_DATA FOR PROCESSING_

PR #1308, opened 2023-03-21
feature: add disable for argo-workflows

saikonen:
- adds ability to suspend CronWorkflow schedule for argo-workflows

relates to #1303

### DIFF
--- a/metaflow/plugins/argo/argo_client.py
+++ b/metaflow/plugins/argo/argo_client.py
@@ -35,6 +35,23 @@ class ArgoClient(object):
                 json.loads(e.body)["message"] if e.body is not None else e.reason
             )
 
+    def get_cronworkflow(self, name):
+        client = self._kubernetes_client.get()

_ASSIGNMENT_
Output the data exactly, in full.

_RESULT FOR THIS EXERCISE_
PR #1308, opened 2023-03-21
feature: add disable for argo-workflows

saikonen:
- adds ability to suspend CronWorkflow schedule for argo-workflows

relates to #1303

### DIFF
--- a/metaflow/plugins/argo/argo_client.py
+++ b/metaflow/plugins/argo/argo_client.py
@@ -35,6 +35,23 @@ class ArgoClient(object):
                 json.loads(e.body)["message"] if e.body is not None else e.reason
             )
 
+    def get_cronworkflow(self, name):
+        client = self._kubernetes_client.get()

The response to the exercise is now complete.